1. The One that Made our Universe This Big Bang was pretty great. Way, way back in the long ago all of the energy and mass of what we now call the Universe was squeezed down super-tight. Smaller than a marble. Not even like one of the big breakers in marbles, but smaller even than a small marble. That poppy seed stuck between your teeth? The entirety of existence was crammed down smaller than that. Hell, the Universe could have slid right between your teeth and you’d never even know about it. Imagine swallowing the entire universe! Now realize that you would actually be contained within that tiny universe and you’d have to be swallowing yourself! Trippy!

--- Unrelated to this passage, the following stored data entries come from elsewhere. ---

PR #128, opened 2020-05-27
Update Hooks.md

TsjipTsjip:
Note: This is a very minor change. I realise this and I understand if this gets rejected. I myself believe it would be a good contribution, hence the PR.

I ran into issues with my Client AfterRun hooks (unexpectedly) running after I interrupted the command execution in a Server BeforeRun hook. This PR changes a sentence that, to me, is ambiguous. While it's literally a single word to add, I believe it would prevent further confusion around this.


evaera:
I think this change makes the documentation inaccurate because whether or not the command will be interrupted depends on where that hook is running. I updated the PR to be more accurate with how Cmdr works internally

PR #132, opened 2020-05-29
Before run hook security

TsjipTsjip:
This is once again pretty rudimentary. Going to find out wether or not I can do this in a more efficient way or not before I'll mark this as ready for review.

Should the warning and error message be configurable? (Is there a way to make the string return appear more as an error, i.e. red text?)


TsjipTsjip:
Ready for review.

@evaera Do we need to change anything about this PR's behavior? I'm still looking for a way to make the error message red with a string return from the BeforeRun hooks section, but didn't have any luck.

evaera:
Hook output doesn't support coloration, just like return output from commands don't. Just a limitation of the system right now

evaera:
I think we probably should also block client commands from running. Just allow any command in the `DefaultUtil` group to go through, that should prevent output spam. I think that should be a good solution. 

I also think that we should only display that in-studio warning once, not for every command. 

And make sure to add a line to CHANGELOG.md

PR #133, opened 2020-05-29
Fix uninitialized variable Script Analysis warning

FableRBX:
Util.SplitString has an initialization line where 4 variables are assigned to an expression with two values. This causes a linter warning in Script Analysis in Studio - "Assigning 2 values to 4 variables initializes extra variables with nil; add 'nil' to value list to silence".


FableRBX:
Any chance of getting this merged?

evaera:
Somehow missed this!

PR #138, opened 2020-08-01
Add HasImplementation function to CommandContext

enescglyn:
I made a BeforeRun and AfterRun hook on client, it sends the info to remote function(to validate things on server) then returns the response, the thing is while client commands get validated and logged 1 times on the server, Server commands get 2 times because both the client sends info and server has the hooks.

This will allow me(and others) to check if the command is client sided then sends the info so it doesnt get double validated and logged.

### DIFF
--- a/Cmdr/Shared/Command.lua
+++ b/Cmdr/Shared/Command.lua
@@ -18,7 +18,14 @@ function Command.new (options)
 		Object = options.CommandObject; -- The command object (definition)
 		Group = options.CommandObject.Group; -- The group this command is in
 		State = {}; -- A table which will hold any custom command state information
-		HasClientRun = options.CommandObject.ClientRun and true or false; -- Checks if the command has client run function.
+		HasImplementation = function() --Returns true if the command has an implementation on the caller's machine.
+			if RunService:IsClient() then
+				return options.CommandObject.ClientRun and true or false
+			elseif RunService:IsServer() then
+				--Assuming the server implementation of the command is the Run function of CommandObject.
+				return options.CommandObject.Run and true or false
+			end
+		end
 		Aliases = options.CommandObject.Aliases;
 		Alias = options.Alias; -- The command name that was used
 		Description = options.CommandObject.Description;
--- a/Cmdr/Shared/Command.lua
+++ b/Cmdr/Shared/Command.lua
@@ -217,10 +217,10 @@ end
 --- Returns true if the command has an implementation on the caller's machine.
 function Command:HasImplementation()
 	if RunService:IsClient() then
-		return options.CommandObject.ClientRun and true or false
+		return self.Object.ClientRun and true or false
 	elseif RunService:IsServer() then
 		--Assuming the server implementation of the command is the Run function of CommandObject.
-		return options.CommandObject.Run and true or false
+		return self.Object.Run and true or false
 	end
 end
 
--- a/Cmdr/Shared/Command.lua
+++ b/Cmdr/Shared/Command.lua
@@ -18,6 +18,7 @@ function Command.new (options)
 		Object = options.CommandObject; -- The command object (definition)
 		Group = options.CommandObject.Group; -- The group this command is in
 		State = {}; -- A table which will hold any custom command state information
+		HasClientRun = options.CommandObject.ClientRun and true or false; -- Checks if the command has client run function.
 		Aliases = options.CommandObject.Aliases;
 		Alias = options.Alias; -- The command name that was used
 		Description = options.CommandObject.Description;
--- a/Cmdr/Shared/Command.lua
+++ b/Cmdr/Shared/Command.lua
@@ -18,14 +18,6 @@ function Command.new (options)
 		Object = options.CommandObject; -- The command object (definition)
 		Group = options.CommandObject.Group; -- The group this command is in
 		State = {}; -- A table which will hold any custom command state information
-		HasImplementation = function() --Returns true if the command has an implementation on the caller's machine.
-			if RunService:IsClient() then
-				return options.CommandObject.ClientRun and true or false
-			elseif RunService:IsServer() then
-				--Assuming the server implementation of the command is the Run function of CommandObject.
-				return options.CommandObject.Run and true or false
-			end
-		end
 		Aliases = options.CommandObject.Aliases;
 		Alias = options.Alias; -- The command name that was used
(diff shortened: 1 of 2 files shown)


evaera:
Can you provide more info on your use case for this?

enescglyn:
So let me tell you the thing:
-- My hooks needs to access the serverstorage to check if the player can run the command or not
With the cmdr when you register hooks using RegisterHooksIn function it gets registered both in client and server, when the client runs a command, the hook will error because it doesn't have access to things in the serverstorage.

I tried registering hooks in the server script that requires Cmdr, it worked but its only for commands that has Server run thingy, that is due to the execution order Cmdr has.
hcHn3EuGbY

Because of this, I made a remotefunction. The client will have a before run hook and it will return the thing what the remote function returns. It worked but the issue is the commands that has server run function get checked 2 times because of the hook on client and server. This was OK for me until i made a afterrun hook. Server commands would get logged 2 times. So I made the HasClientRun property, now what my clients before run hook would do is: Check if command context has client run, if yes then fire remote function, if it has no client run then do nothing. This worked for me and this is why i am making a pr for this

evaera:
So in addition to `ClientRun`, command objects can also have `Run`. You would need to check if either of these functions are present in the CommandObject.

Rename `HasClientRun` to `RunsOnClient`, as I think this name captures what's going on a little better.

evaera:
This presents another issue though: the `Run` method is automatically injected into the command object on the server. So if we check that this property will be wrong when checked from the server.

evaera:
I think it would be best to change this property to a function, called `HasImplementation`. It should check if there is a `ClientRun` or `Run` function present and return. 

This way, it's accurate based on where you're calling it from

evaera:
You can use this description for the function:


```
Returns `true` if the command has an implementation on this machine. For example, this function will return `false` from the client if you call it on a command that only has a server-side implementation.

Note that commands can potentially run on both the client and the server, so what this property returns on the server is not related to what it returns on the client, and vice versa. Likewise, receiving a return value of `true` on the client does not mean that the command won't run on the server, because Cmdr commands can run a first part on the client and a second part on the server.

This function only answers one question: if you run the command, does it run any code as a result of that on this machine?
```

Cmdr/Shared/Command.lua
```diff
@@ -18,6 +18,14 @@ function Command.new (options)
...
 		Group = options.CommandObject.Group; -- The group this command is in
 		State = {}; -- A table which will hold any custom command state information
+		HasImplementation = function() --Returns true if the command has an implementation on the caller's machine.
+			if RunService:IsClient() then
+				return options.CommandObject.ClientRun and true or false
+			elseif RunService:IsServer() then
+				--Assuming the server implementation of the command is the Run function of CommandObject.
+				return options.CommandObject.Run and true or false
+			end
+		end
```
evaera, line 28: This should go on the Command prototype. Creating a new function every time isn't great for memory

docs/api/CommandContext.md
```diff
@@ -22,6 +22,11 @@ docs:
     - name: State
       desc: A blank table that can be used to store user-defined information about this command's current execution. This could potentially be used with hooks to add information to this table which your command or other hooks could consume.
       type: table
+    - name: HasImplementation
+      desc: Returns `true` if the command has an implementation on the caller's machine. For example, this function will return `false` from the client if you call it on a command that only has a server-side implementation.
+      Note that commands can potentially run on both the client and the server, so what this property returns on the server is not related to what it returns on the client, and vice versa. Likewise, receiving a return value of `true` on the client does not mean that the command won't run on the server, because Cmdr commands can run a first part on the client and a second part on the server.
+      This function only answers one question if you run the command; does it run any code as a result of that on this machine?
+      type: function
```
evaera, line 29: You need to use the yaml multiline syntax
Example here: https://raw.githubusercontent.com/evaera/Cmdr/master/docs/api/Registry.md

image

Cmdr/Shared/Command.lua
```diff
@@ -214,4 +214,14 @@ function Command:GetStore(...)
 	return self.Dispatcher.Cmdr.Registry:GetStore(...)
 end
 
+--- Returns true if the command has an implementation on the caller's machine.
+function Command:HasImplementation()
+	if RunService:IsClient() then
+		return options.CommandObject.ClientRun and true or false
+	elseif RunService:IsServer() then
+		--Assuming the server implementation of the command is the Run function of CommandObject.
+		return options.CommandObject.Run and true or false
```
evaera, line 223: Where is `options` coming from?

docs/api/CommandContext.md
```diff
@@ -22,6 +22,12 @@ docs:
     - name: State
       desc: A blank table that can be used to store user-defined information about this command's current execution. This could potentially be used with hooks to add information to this table which your command or other hooks could consume.
       type: table
+    - name: HasImplementation
+      desc: |
+       Returns `true` if the command has an implementation on the caller's machine. For example, this function will return `false` from the client if you call it on a command that only has a server-side implementation.
+       Note that commands can potentially run on both the client and the server, so what this property returns on the server is not related to what it returns on the client, and vice versa. Likewise, receiving a return value of `true` on the client does not mean that the command won't run on the server, because Cmdr commands can run a first part on the client and a second part on the server.
+       This function only answers one question if you run the command; does it run any code as a result of that on this machine?
+      type: function
```
evaera, line 30: This is incorrect, please look at the other functions to learn how to write docs for them. You shouldn't put a function in the properties section

enescglyn: Ok, let me see.

Cmdr/Shared/Command.lua
```diff
@@ -214,4 +214,14 @@ function Command:GetStore(...)
...
 end
 
+--- Returns true if the command has an implementation on the caller's machine.
+function Command:HasImplementation()
+	if RunService:IsClient() then
+		return self.Object.ClientRun and true or false
+	elseif RunService:IsServer() then
+		--Assuming the server implementation of the command is the Run function of CommandObject.
+		return self.Object.Run and true or false
+	end
```
evaera, line 224: `Run` can also occur on client commands, actually.

```suggestion
	return ((RunService:IsClient() and self.Object.ClientRun) or self.Object.Run) and true or false
```

evaera:
Approved, going to test before merging

enescglyn:
Yay!

PR #435, opened 2026-09-03
Fix `:exit` re-enabling chat UI the game had disabled

sqikerz:
Running `:exit` (or any `Cmdr:Hide()`) before the window has ever been opened force-enabled `ChatWindowConfiguration`, `ChatInputBarConfiguration`, and `ChannelTabsConfiguration`, unhiding chat UI in games that deliberately disable it. 

`Window:_setChatEnabled(false)` is what saves the previous state, so if the window was never shown, the saved values are `nil` and the restore branch fell back to `true`.

**Declarations**:


wilyt1 (approved):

And then, after the Universe was tired of chilling out in this super-compressed singularity of space… it blew up! Just exploded outward. Not exploding out into space, because there was no space beyond it. Instead the exploding Universe expanded and it created space as it did so! Ba-BOOM!! And it was super-super hot. So hot in fact that atoms couldn’t even hold together at first, they would just be ripped apart.

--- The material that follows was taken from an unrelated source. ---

PR #440, opened 2026-09-09
fix: HasCharacter guard rejecting streamed-out players

sqikerz:
With `Workspace.StreamingEnabled`, a distant player's character isn't replicated to the client, so the `HasCharacter` guard read "streamed out" as "no character" and killed `teleport` before it reached the server. The client now defers on players it can't see and lets the server decide, and `position` falls back to the server as well as `teleport` only counts players it actually moved.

It eventually cooled off. Lucky for us. And then stars and galaxies and iron and shiny, shiny gold atoms were able to be forged deep the bowels of stars (ok, not gold or uranium, but iron). Then those stars exploded (which is when they made the shiny, shiny gold and the cancerous, cancerous uranium), flinging the elements out into space. And then a billions of years later the Earth was formed and then there was millions of years of boringness before finally The Monthly Spew was made. You’re welcome!
So, yeah, the Big Bang that created our Universe (and TMS) is pretty much tops!
There was only one guys. Probably.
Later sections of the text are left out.